Today, transgender performers, including E.R. Fightmaster and Ruby Aviña, perform nationwide, and creative director Tyler Dean Kemp mindfully casts the revues. He focuses on expanding opportunities beyond just a select few, Eninger said. 

“But there’s still this push and pull of the art and the business,” Eninger said. The venture-capital-owned theater charges $26.25-$75.95 per ticket, and thousands of writing and improvisation students pay $365 per eight classes. 

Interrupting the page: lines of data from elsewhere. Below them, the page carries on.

PR #126, opened 2020-04-02
feat(rabbitmq): error behaviour for replying error

perf2711:
I need my RPC service to return me errors, in case something goes wrong. Thus, a new error behavior has been added: 
```
  /**
   * If an exception occurs while handling the message, the error will be serialized and published on the `replyTo` queue.
   * If `replyTo` is not provided, the message will be NACKed without requeueing.
   * If publish fails, message will be NACKed and requeued.
   */
  REPLYERRORANDACK,
```

If this is set, the handler will behave as it is described in the comment.

Additionaly, I added a `try/catch` on JSON message parsing, and allowed `undefined` messages to go into the service. I believe that the service should be able to determine what to do with this. As of before, there was no option to publish an empty message to the service (`JSON.parse` would throw an error). This was the push for me to create the error behavior, as the service would by default endlessly requeue the message without me knowing what is going on.

### DIFF
--- a/packages/rabbitmq/src/amqp/connection.ts
+++ b/packages/rabbitmq/src/amqp/connection.ts
@@ -233,7 +233,7 @@ export class AmqpConnection {
     msgOptions: MessageHandlerOptions,
     channel: amqplib.ConfirmChannel
   ): Promise<void> {
-    const { exchange, routingKey } = msgOptions;
+    const { exchange, routingKey, allowNonJsonMessages } = msgOptions;
 
     const { queue } = await channel.assertQueue(
       msgOptions.queue || '',
@@ -252,7 +252,12 @@ export class AmqpConnection {
           throw new Error('Received null message');
         }
 
-        const response = await this.handleMessage(handler, msg);
+        const response = await this.handleMessage(
+          handler,
+          msg,
+          allowNonJsonMessages
+        );
+
         if (response instanceof Nack) {
           channel.nack(msg, false, response.requeue);
           return;
@@ -279,10 +284,6 @@ export class AmqpConnection {
             }
             case MessageHandlerErrorBehavior.REQUEUE: {
               channel.nack(msg, false, true);
-              break;
-            }
-            case MessageHandlerErrorBehavior.REPLYERRORANDACK: {
-              this.handleReplyAndAckError(channel, msg, e);
               break;
             }
             default:
@@ -313,7 +314,7 @@ export class AmqpConnection {
     rpcOptions: MessageHandlerOptions,
     channel: amqplib.ConfirmChannel
   ) {
-    const { exchange, routingKey } = rpcOptions;
+    const { exchange, routingKey, allowNonJsonMessages } = rpcOptions;
 
     const { queue } = await channel.assertQueue(
       rpcOptions.queue || '',
@@ -332,7 +333,12 @@ export class AmqpConnection {
           throw new Error('Received null message');
         }
 
-        const response = await this.handleMessage(handler, msg);
+        const response = await this.handleMessage(
+          handler,
+          msg,
+          allowNonJsonMessages
+        );
+
         if (response instanceof Nack) {
           channel.nack(msg, false, response.requeue);
           return;
@@ -381,12 +387,18 @@ export class AmqpConnection {
       throw new Error('AMQP connection is not available');
     }
 
-    this._channel.publish(
-      exchange,
-      routingKey,
-      Buffer.from(JSON.stringify(message)),
-      options
-    );
+    let buffer: Buffer;
+    if (message instanceof Buffer) {
+      buffer = message;
+    } else if (message instanceof Uint8Array) {
+      buffer = Buffer.from(message);
+    } else if (message != null) {
+      buffer = Buffer.from(JSON.stringify(message));
+    } else {
+      buffer = Buffer.alloc(0);
+    }
+
+    this._channel.publish(exchange, routingKey, buffer, options);
   }
 
   private handleReplyAndAckError(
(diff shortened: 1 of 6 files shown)


Arebisc (commented):
Looks fine. Thanks @perf2711

WonderPanda:
Hey @perf2711 thanks for this contribution. One thing that I would definitely like to see before this could be merged is some additions to the integration test suites that validate the expected behavior. Let me know if you need some help getting pointed in the right direction

perf2711:
@WonderPanda sure, I'll try to write some tests for this.
To be sure, you mean the e2e tests in `integration/rabbitmq/e2e`?

WonderPanda:
@perf2711 Yes, you can use the included docker-compose file to get a running instance of RabbitMQ and then use `yarn test:integration`

WonderPanda:
Hey @perf2711 I've been looking at this a little bit more and I can understand your desire for this solution but I think it might be possible to implement the ability for you to handle the errors in this way in a more generic fashion. Instead of adding a new error handling behavior at the connection level what if we added the option to supply your own error handling logic at the decorator level so that people can flexibly handle error cases differently across different queues/exchanges etc.
I'm wondering about adding in a new option method to the decorator that might look something like this:

```
errorHandler?: (
      connection: AmqpConnection,
      channel: amqplib.Channel,
      msg: amqplib.ConsumeMessage
    ) => void | Promise<void> 
```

In May, The Second City staff announced they would strike under their Actors Equity Union if ZMC did not meet their wage increase requests. ZMC agreed to raise their pay, beginning with an 18% increase the first year and compounding to 40.5% over the next five years, according to WBEZ

And the actors confidently address this push and pull onstage. In a recent Sesame Street-themed sketch, “Financial Street,” “the cast rips to shreds the new owners,” Leonard said. Adisa Williams, as the host, visits various puppets on the street — each represents a satiric point about capitalism. At the end, the puppets turn on Williams, implying she’s the real capitalist puppet because The Second City is owned by ZMC. 

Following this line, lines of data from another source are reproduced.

PR #134, opened 2020-04-16
Feature/rabbitmq error handling

WonderPanda:


WonderPanda:
@perf2711 I've decided to change the signature so that only a single error handler can be applied instead of an array. It introduces too many weird edge cases where the first handler could ack or nack the message and then a subsequent one might try to do something different.

The API is highly composable now so you should be able to achieve any kind of logic by wrapping around or extending the included error handlers. I've also deprecated the old error handling behavior enum and replaced each of them with an equivalent errorHandler

WonderPanda:
@perf2711 The other thing I noticed is that when writing custom error handlers it's important that you ack or nack the message manually as this used to be guaranteed with the old behavior. In https://github.com/golevelup/nestjs/pull/134/files#diff-e2e02a1faf5f35c485133e73ca87f588 with the custom behavior that you added for the new test suite I needed to add the additional call to `ack` to prevent tests from failing on subsequent runs because the messages would be piling up in the queue and never being removed

WonderPanda:
@perf2711 Thanks for the help with this! The new functionality is published and available with `@golevelup/nestjs-rabbitmq@1.15.0`

perf2711:
Happy to see it merged! Will surely help my own project.

WonderPanda:
Glad to hear it! Please let me know if you come across any issues or area where it could be improved as you integrate it into your project

PR #135, opened 2020-04-17
feat(rabbitmq): add rabbitmq message handling

WonderPanda:
These changes allow you to use user-defined parser and serializer for messages passed through RabbitMQ.


WonderPanda:
Some things that still need to get updated before this can go through:
- finish integrating this with the new error handling logic that was recently introduced
- include some integration tests that verify the serialization/deserialization behavior
- cleanup the placement/naming of some interfaces and functions
- probably some docs

underfisk:
I'm closing/archiving this, it seems to be outdated and may not work as expected. Feel free to revive this if we'd like to get it across the finish line

PR #155, opened 2020-05-25
feat(hasura): add HasuraAction type

n3n:
Reference: https://hasura.io/docs/1.0/graphql/manual/actions/action-handlers.html#http-handler


WonderPanda:
Hey @n3n appreciate you opening this. I've been trying to brainstorm what the most idiomatic approach to Actions in NestJS would be. Maybe you'd like brainstorm with me in #156 about how to make Actions work in an intuitive way beyond the typings that you've added here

But the head of ZMC laughs the loudest from the audience, Leonard said. “In that position, you’re hiring artists to take shots at people in power.”

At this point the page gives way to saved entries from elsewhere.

Issue #173, opened 2020-08-11
nestjs-rabbitmq: Is there any way to read headers & properties of message in consumer?


yogeshkathayat:
nestjs-rabbitmq: Is there any way to read headers & properties of message in pubsub consumer ?

WonderPanda:
Hi @yogeshkathayat, the raw message is passed to your consumer as a second argument. If you update the method signature of your consumer to accept `amqplib.ConsumeMessage` as a second argument you should be able to access all information that is available on the original message

rennenc:
Would be great to have this appear in the documentation.

PR #232, opened 2021-02-12
Improve documentation to explain how to deal with the original amqp message in message handlers

neilime:
It may help some developers

### DIFF
--- a/packages/rabbitmq/README.md
+++ b/packages/rabbitmq/README.md
@@ -227,7 +227,11 @@ The default behavior is that handlers will be attached, but to opt out simply se
 
 ### Dealing with the amqp original message
 
-In some scenarios, it wil be usefull the get the original amqp message (to retrieve the fields, properties...)
+In some scenarios, it wil be usefull the get the original amqp message (to retrieve the fields, properties...).
+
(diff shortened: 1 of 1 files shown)


packages/rabbitmq/README.md
```diff
@@ -225,6 +225,28 @@ In some scenarios, it may not be desirable for all running instances of a NestJS
...
+
+@Injectable()
+export class MessagingService {
+  @RabbitSubscribe({
+    exchange: 'exchange1',
+    routingKey: 'subscribe-route',
+    queue: 'subscribe-queue',
+  })
+  public async pubSubHandler(msg: {}, amqpMsg: ConsumeMessage) {
+    console.log(`Correlation id: ${amqpMsg.properties.correlationId}`);
```
underfisk, line 249: I think the 2nd argument you can add in the description that its going to be injected (optionally)
Would it really nice to add the reference (https://github.com/golevelup/nestjs/issues/173)

neilime: @underfisk I have updated to doc, does it fit with your feedback ?

underfisk (approved):
Overall is good and has no breaking changes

The Second City community members said they feel the impact of the organization’s recent efforts. Mugsie Pike, a nonbinary 2024 improv and sketch student, said they’ve been “pleasantly surprised” to feel comfortable and supported by teachers and peers throughout their time at the theater. “I’m glad I came when I did.” 

Pike recently attended a show with a classmate, and when the cast made a “trans joke” that they thought was very funny, their friend turned to them for confirmation before laughing. “That moment represented everything I love about (The Second City),” they said. They’re making jokes about these things on the mainstage, but it’s not punching down, and my classmate supported me first and foremost.” 

Yes, “When you do things the hard way, it’s hard,” Libera said. And, she added, “I think we are getting there.”

Emma Urdangen is a graduate student at Medill in the magazine specialization with a concentration in podcast journalism. You can find her on LinkedIn at www.linkedin.com/in/emmaurdangen and see the rest of her work at emmaurdangen.com.

Editor’s note, Sept. 1, 2025, 9:30 a.m.: This story has been updated to clarify that after The Second City cast proposed a show fundraising for Black Lives Matter, the company agreed on the condition half the proceeds go to the Chicago Police Department, according to a former cast member’s tweets.